● What is being asked:
Scan the entries below and say how many lines contain "replace". Write only the number.

>>

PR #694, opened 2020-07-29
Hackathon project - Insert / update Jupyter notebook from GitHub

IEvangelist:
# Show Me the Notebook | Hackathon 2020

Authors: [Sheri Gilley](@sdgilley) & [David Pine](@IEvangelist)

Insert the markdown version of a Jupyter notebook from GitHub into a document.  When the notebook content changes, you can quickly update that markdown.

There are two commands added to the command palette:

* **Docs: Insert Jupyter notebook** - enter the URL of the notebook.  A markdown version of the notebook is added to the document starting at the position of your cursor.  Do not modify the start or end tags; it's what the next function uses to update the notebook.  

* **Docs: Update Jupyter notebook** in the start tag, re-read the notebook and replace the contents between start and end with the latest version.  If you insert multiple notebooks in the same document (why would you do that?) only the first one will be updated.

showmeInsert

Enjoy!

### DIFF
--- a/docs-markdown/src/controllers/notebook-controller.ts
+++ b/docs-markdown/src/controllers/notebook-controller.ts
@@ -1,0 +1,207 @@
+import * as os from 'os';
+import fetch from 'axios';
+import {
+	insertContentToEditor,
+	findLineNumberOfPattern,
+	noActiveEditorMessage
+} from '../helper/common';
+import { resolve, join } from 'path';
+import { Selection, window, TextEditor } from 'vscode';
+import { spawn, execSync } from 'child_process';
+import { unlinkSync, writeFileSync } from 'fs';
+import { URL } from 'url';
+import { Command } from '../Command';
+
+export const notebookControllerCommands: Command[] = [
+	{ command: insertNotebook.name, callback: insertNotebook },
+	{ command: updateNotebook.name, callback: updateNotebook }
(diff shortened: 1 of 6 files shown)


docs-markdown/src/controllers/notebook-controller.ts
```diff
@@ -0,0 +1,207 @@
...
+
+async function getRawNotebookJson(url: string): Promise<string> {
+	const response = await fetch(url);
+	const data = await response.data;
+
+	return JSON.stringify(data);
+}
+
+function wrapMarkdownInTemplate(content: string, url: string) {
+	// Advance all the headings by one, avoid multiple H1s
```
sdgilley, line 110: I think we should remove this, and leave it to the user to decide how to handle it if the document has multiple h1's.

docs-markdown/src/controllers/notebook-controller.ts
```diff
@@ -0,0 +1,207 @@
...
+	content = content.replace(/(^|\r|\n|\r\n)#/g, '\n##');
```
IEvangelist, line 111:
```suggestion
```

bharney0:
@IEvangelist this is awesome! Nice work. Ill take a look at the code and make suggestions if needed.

<<
>>

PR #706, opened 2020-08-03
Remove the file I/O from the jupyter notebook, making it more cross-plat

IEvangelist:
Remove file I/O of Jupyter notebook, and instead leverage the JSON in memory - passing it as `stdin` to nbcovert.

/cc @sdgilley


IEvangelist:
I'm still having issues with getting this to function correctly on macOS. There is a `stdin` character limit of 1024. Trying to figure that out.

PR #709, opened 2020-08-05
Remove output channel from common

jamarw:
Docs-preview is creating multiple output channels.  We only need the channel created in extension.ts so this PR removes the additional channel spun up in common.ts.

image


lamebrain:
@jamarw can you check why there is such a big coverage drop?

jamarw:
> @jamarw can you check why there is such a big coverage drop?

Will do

<<

● Solution to the exercise:
2